El 5 de noviembre, el Festival Callejón concluyó su programación con cinco días a sala llena. Presentaron tres obras de teatro, dos espectáculos de danza y dos intervalos musicales, todos producidos por equipos jóvenes y dirigidos por mujeres. Predominaron las interdisciplinas, los espacios minimalistas y la sensibilidad.

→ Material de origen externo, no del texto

PR #6651, opened 2024-09-15
Fix self-reference in docs

GuillaumeBroggi:
`pyvista.voxelize` is self-referencing itself in `See Also` section.


user27182 (approved):
LGTM, thanks!

PR #6656, opened 2024-09-16
Fix `cast_to_rectilinear_grid` floating-point error

GuillaumeBroggi:
The current implementation can introduce a floating-point error when the `spacing` is a float.

For instance, the following would fail:
```python
import pyvista as pv

grid = pv.ImageData(
    dimensions=(10, 10, 10),
    spacing=(27.88888888888889, 28.11111111111111, 28.22222222222222),
    origin=(-126.0, -127.0, -127.0),
)
rectilinear = grid.cast_to_rectilinear_grid()
assert rectilinear.bounds == grid.bounds
```

The proposed PR uses `np.linspace` to generate the rectilinear coordinates so floating-point errors do not accumulate.

### DIFF
--- a/tests/core/test_grid.py
+++ b/tests/core/test_grid.py
@@ -938,6 +938,7 @@ def test_cast_uniform_to_rectilinear():
 
 
 def test_cast_image_data_with_float_spacing_to_rectilinear():
+    # https://github.com/pyvista/pyvista/pull/6656
     grid = pv.ImageData(
         dimensions=(10, 10, 10),
         spacing=(27.88888888888889, 28.11111111111111, 28.22222222222222),
--- a/tests/core/test_grid.py
+++ b/tests/core/test_grid.py
@@ -937,6 +937,18 @@ def test_cast_uniform_to_rectilinear():
     assert rectilinear.bounds == grid.bounds
 
 
+def test_cast_image_data_with_float_spacing_to_rectilinear():
+    grid = pv.ImageData(
+        dimensions=(10, 10, 10),
+        spacing=(27.88888888888889, 28.11111111111111, 28.22222222222222),
+        origin=(-126.0, -127.0, -127.0),
+    )
+    rectilinear = grid.cast_to_rectilinear_grid()
+    assert rectilinear.n_points == grid.n_points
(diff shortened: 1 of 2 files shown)


tests/core/test_grid.py
```diff
@@ -937,6 +937,18 @@ def test_cast_uniform_to_rectilinear():
     assert rectilinear.bounds == grid.bounds
 
 
+def test_cast_image_data_with_float_spacing_to_rectilinear():
+    grid = pv.ImageData(
```
tkoyama010, line 941:
```suggestion
    # https://github.com/pyvista/pyvista/pull/6656
    grid = pv.ImageData(
```

tkoyama010 (approved):
LGTM

GuillaumeBroggi:
As a side note, the proposed PR does not degrade performances.

```python
%%timeit
grid = pv.ImageData(
    dimensions=(10000, 10000, 10000),
    spacing=(27.88888888888889, 28.11111111111111, 28.22222222222222),
    origin=(-126.0, -127.0, -127.0),
)
rectilinear = grid.cast_to_rectilinear_grid()
```
Current implementation:
> `446 μs ± 10.5 μs per loop (mean ± std. dev. of 7 runs, 1,000 loops each)`
Proposed PR:
> `304 μs ± 2.37 μs per loop (mean ± std. dev. of 7 runs, 1,000 loops each)`

tkoyama010:
Glad to hear it :)

MatthewFlamm (approved):
Thanks!  This would be better without the unrelated formatting changes however.  If the formatting needs to be changed in this file it would be better in a separate PR.

GuillaumeBroggi:
@MatthewFlamm Good point; I did not notice the formatting changed; that's a mistake. I'll correct it. Thanks!

user27182:
Looks like the use of single quotes for the formatting may be preferred for the project. See #6657.

tkoyama010 (changes requested):
OK. Let's wait for it.

GuillaumeBroggi:
It should be fixed now. I had unintentionally applied black formatter.

tkoyama010 (approved):

MatthewFlamm (approved):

El Festival tuvo un público predominantemente joven, y logró apropiarse de todo el Espacio Callejón, teatro que dirigen Javier Daulte y Federico Buso. Ramiro Bailiarini y Sebastián Francia curaron un ciclo sorprendente y sumamente variado, que demuestra a cada momento la potencia del teatro y de la creación colectiva. En palabras de Bailiarini: “Muchos de los trabajos de este año tienen similitudes: cruces fantásticos, por ejemplo, o mezcla con otras artes. Lo increíble es que no se conocen entre sí, son coincidencias generacionales. Se viene a romper la idea de lo cotidiano, o lo cotidiano es atravesado por algo”.
Subatómica, de Mia Miceli

En Subatómica, un work in progress de Miceli, dos empleados de una institución dudosa al borde de la bancarrota, se presentan en una casa en donde viven Julia y su madre, para investigar un posible “evento subatómico”. Mientras ellos cuatro interactúan de maneras entre graciosas e incómodas, un doble de Julia intervendrá haciéndose pasar por ella, confundiendo a todos. Una mezcla sumamente particular entre Doctor Who y Los Cazafantasmas.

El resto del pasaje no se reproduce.